The operation of traditional Chinese medicine diagnosis and treatment services in grassroots medical and health institutions in 7 districts was effective, Dis9 DEA was weakly effective, and DEA was ineffective in 8 districts. There were 8 districts with increasing returns to scale, 7 districts with unchanged returns to scale, and Dis3 showing decreasing returns to scale. There were 8 non DEA effective regions, and all 3 input indicators in each region have redundancy. The phenomenon of insufficient income from traditional Chinese medicine and medical services in the output indicators was more serious in each region.

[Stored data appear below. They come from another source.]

PR #217, opened 2015-11-23
54145 Make BasicDatastore handle preparing attachments more explicitly

mikerhodes:
# What

BasicDatastore and AttachmentManager are tightly coupled classes. In Objective-C the attachment code would probably be a category on the datastore class, as the split it more to keep logic together rather than encapsulate functionality.

This PR makes the preparing of attachments more explicit in the BasicDatastore code, while still leaving most of the logic in AttachmentManager. The problem was that prepareAttachments method did several things, which made it a bit harder to follow the code in BasicDatastore. The PR:

* Splits `prepareAttachments` into several explicit methods which make the logic in BasicDatastore slightly more complicated as it now splits out the unsaved from the already existing attachments. But it's clearer what's going on.
* Removes `setAttachments` in favour of explicit adding and copying operation from BasicDatastore, making it clearer that some attachments are copied and some are new. It's still a bit unclear what existing/copying means, given existing only actually means that it's a saved attachment and copying means only copying the database entries, so the method calls don't make it too clear what their cost is likely to be.
* The last couple of commits are cleanups -- they seemed small, but I can remove them in favour of a new PR is it'd help.

# Reviewers

reviewer @tomblench 
reviewer @rhyshort

### DIFF
--- a/cloudant-sync-datastore-core/src/main/java/com/cloudant/sync/datastore/AttachmentManager.java
+++ b/cloudant-sync-datastore-core/src/main/java/com/cloudant/sync/datastore/AttachmentManager.java
@@ -227,11 +227,9 @@ class AttachmentManager {
     // * if attachment is not saved, prepare it, and add it to the prepared list
     // this way, the attachments are sifted through ready to be added in the database for a given revision
     protected PreparedAndSavedAttachments prepareAttachments(Collection<? extends Attachment> attachments) throws AttachmentException {
-        if (attachments == null || attachments.size() == 0) {
-            // nothing to do
-            return null;
-        }
-        // actually a list of prepared or saved attachments
+        // Ensure we have at least an empty attachments array
+        attachments = attachments != null ? attachments : new ArrayList<Attachment>();
+        // Actually a list of prepared or saved attachments
         PreparedAndSavedAttachments preparedAndSavedAttachments = new PreparedAndSavedAttachments();
         preparedAndSavedAttachments.preparedAttachments = this.prepareNewAttachments(this.findNewAttachments(attachments));
         preparedAndSavedAttachments.savedAttachments = this.findExistingAttachments(attachments);
--- a/cloudant-sync-datastore-core/src/main/java/com/cloudant/sync/datastore/AttachmentManager.java
+++ b/cloudant-sync-datastore-core/src/main/java/com/cloudant/sync/datastore/AttachmentManager.java
@@ -227,24 +227,66 @@ class AttachmentManager {
     // * if attachment is not saved, prepare it, and add it to the prepared list
     // this way, the attachments are sifted through ready to be added in the database for a given revision
     protected PreparedAndSavedAttachments prepareAttachments(Collection<? extends Attachment> attachments) throws AttachmentException {
-        // actually a list of prepared or saved attachments
-        PreparedAndSavedAttachments preparedAndSavedAttachments = new PreparedAndSavedAttachments();
-
         if (attachments == null || attachments.size() == 0) {
             // nothing to do
             return null;
         }
+        // actually a list of prepared or saved attachments
+        PreparedAndSavedAttachments preparedAndSavedAttachments = new PreparedAndSavedAttachments();
+        preparedAndSavedAttachments.preparedAttachments = this.prepareNewAttachments(this.findNewAttachments(attachments));
+        preparedAndSavedAttachments.savedAttachments = this.findExistingAttachments(attachments);
+        return preparedAndSavedAttachments;
+    }
 
+    /**
+     * Return a list of the existing attachments in the list passed in.
+     *
+     * @param attachments Attachments to search.
+     * @return List of attachments which already exist in the attachment store, or an empty list if none.
+     */
+    private List<SavedAttachment> findExistingAttachments(Collection<? extends Attachment> attachments) {
+        ArrayList<SavedAttachment> list = new ArrayList<SavedAttachment>();
         for (Attachment a : attachments) {
-            if (!(a instanceof SavedAttachment)) {
-                PreparedAttachment pa = this.prepareAttachment(a);
-                preparedAndSavedAttachments.preparedAttachments.add(pa);
-            } else {
-                preparedAndSavedAttachments.savedAttachments.add((SavedAttachment)a);
+            if (a instanceof SavedAttachment) {
+                list.add((SavedAttachment)a);
             }
         }
+        return list;
+    }
 
-        return preparedAndSavedAttachments;
+    /**
+     * Return a list of the new attachments in the list passed in.
+     *
+     * @param attachments Attachments to search.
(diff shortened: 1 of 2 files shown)


cloudant-sync-datastore-core/src/main/java/com/cloudant/sync/datastore/AttachmentManager.java
```diff
@@ -222,57 +220,55 @@ protected PreparedAttachment prepareAttachment(Attachment attachment, long lengt
...
-        if (attachments == null || attachments.size() == 0) {
-            // nothing to do
-            return null;
+    /**
+     * Return a list of the existing attachments in the list passed in.
+     *
+     * @param attachments Attachments to search.
+     * @return List of attachments which already exist in the attachment store, or an empty list if none.
+     */
+    protected List<SavedAttachment> findExistingAttachments(Collection<? extends Attachment> attachments) {
```
tomblench: Calls to `findExistingAttachments()` and `findNewAttachments()` are always paired, so why not combine them together to generate the two lists at the same time? It's a case of splitting a list into two sublists like we do for Interceptors. I understand the motivation of simplifying `prepareAttachments` but it seems a bit funny to have two almost identical methods.

cloudant-sync-datastore-core/src/main/java/com/cloudant/sync/datastore/BasicDatastore.java
```diff
@@ -643,7 +643,7 @@ public LocalDocument call(SQLDatabase db) throws Exception {
         return null;
     }
 
-    private BasicDocumentRevision createDocument(SQLDatabase db,String docId, final DocumentBody body)
+    private BasicDocumentRevision createJsonDocument(SQLDatabase db, String docId, final DocumentBody body)
```
tomblench: What's the thinking behind the renaming, to make clear they are operating on the serialised json? Given that we use the term 'JSON' fairly loosely in methods and member names I wonder whether a suffix like 'Internal' or 'InDatabase' or similar might be more apt

doc/encryption.md
```diff
@@ -146,7 +146,7 @@ The exception has the form:
      Caused by: java.lang.RuntimeException: Unexpected type: 5
             at com.cloudant.sync.datastore.BasicDatastore.getFullRevisionFromCurrentCursor(BasicDatastore.java:1709)
             at com.cloudant.sync.datastore.BasicDatastore.getDocumentInQueue(BasicDatastore.java:284)
-            at com.cloudant.sync.datastore.BasicDatastore.createDocument(BasicDatastore.java:681)
+            at com.cloudant.sync.datastore.BasicDatastore.createJsonDocument(BasicDatastore.java:681)
```
tomblench: If we're being revisionist about stacktraces I guess you should change all the line numbers as well :)

cloudant-sync-datastore-core/src/main/java/com/cloudant/sync/datastore/DatastoreExtended.java
```diff
@@ -128,7 +128,7 @@
      *                            Map of String[docId,revId] → list of attachments
      * @param pullAttachmentsInline If true, use {@code attachments} metadata and data directly
      *                              from received JSON to add new attachments for this revision.
-     *                              Else use {@code preparedAttachments} which were previously
+     *                              Else use {@code preparedNewAttachments} which were previously
```
tomblench: Changed argument name doesn't match signature here

cloudant-sync-datastore-core/src/main/java/com/cloudant/sync/datastore/AttachmentManager.java
rhyshort: I think combing them could leave to a messy return type, or a class we don't really need. I think having both methods is the way to go, for now at least.

cloudant-sync-datastore-core/src/main/java/com/cloudant/sync/datastore/BasicDatastore.java
mikerhodes: Good point -- the idea was basically to say that this wasn't doing anything with the attachments only the JSON data itself. I'm not sure Internal or InDatabase get this across, though I'm not sure JSON does either -- any suggestions @rhyshort @tomblench ?

cloudant-sync-datastore-core/src/main/java/com/cloudant/sync/datastore/AttachmentManager.java
mikerhodes: The methods do two different things, the awkwardly named `PreparedAndSavedAttachments` class was the result of their previously being smooshed together. I couldn't think of a better name (@tomblench's comment "actually prepared or saved attachments" kinda gave away it needed changing) so split up the methods.

doc/encryption.md
mikerhodes: This would be the stacktrace from this commit on though, I think? I guess I could fix up the line numbers, but I guess you're not being super-serious?

cloudant-sync-datastore-core/src/main/java/com/cloudant/sync/datastore/DatastoreExtended.java
mikerhodes: Fixed in 92ad2c2.

cloudant-sync-datastore-core/src/main/java/com/cloudant/sync/datastore/AttachmentManager.java
mikerhodes: In addition, they need not be paired -- we could call the method to find Saved attachments within the transaction whereas the preparation does need to go outside the transaction.

doc/encryption.md
tomblench: Well I was being semi-serious. The stacktrace was correct at the time of writing. If your'e going to update the method name then you should ensure that the entire stacktrace is correct. I say you might as well leave it how it was.

cloudant-sync-datastore-core/src/main/java/com/cloudant/sync/datastore/BasicDatastore.java
tomblench: Candidates I would suggest are `insertRevision` `insertRevisionBody` `insertRevisionJson` - something which emphasises the fact that it calls `insertRevision` and serialises the `DocumentBody` into JSON bytes before doing so.

mikerhodes: Changed in 659465a as agreed.

doc/encryption.md
mikerhodes: Reverted in 125aaa1.

tomblench:
+1

rhyshort:
+1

The efficiency of Dis1-6 technology in SFA results (0.733-0.838) was within the high efficiency range; Dis7-10 technology efficiency (0.691-0.912), 3 high efficiency zones and 1 medium efficiency zone; Dis11 technology efficiency of 0.885 was in the high efficiency zone; Dis12-16 (0.399-0.849) had 3 high efficiency zones and 2 medium efficiency zones. The DEA results were basically consistent with the SFA results, indicating that the number of traditional Chinese medicine practitioners had a positive impact on operational efficiency.

Conclusion

The overall operational efficiency of traditional Chinese medicine diagnosis and treatment services in grassroots medical institutions in various districts of Tianjin is relatively low, but the overall development trend is positive and has regional characteristics. Overall, Dis1-6 is better than Dis7-10, and Dis7-10 is better than Dis11-16. Each district should plan reasonably according to the actual situation, avoid excessive resource input and insufficient output, and especially increase support for Binhai New Area and the five districts in the suburbs.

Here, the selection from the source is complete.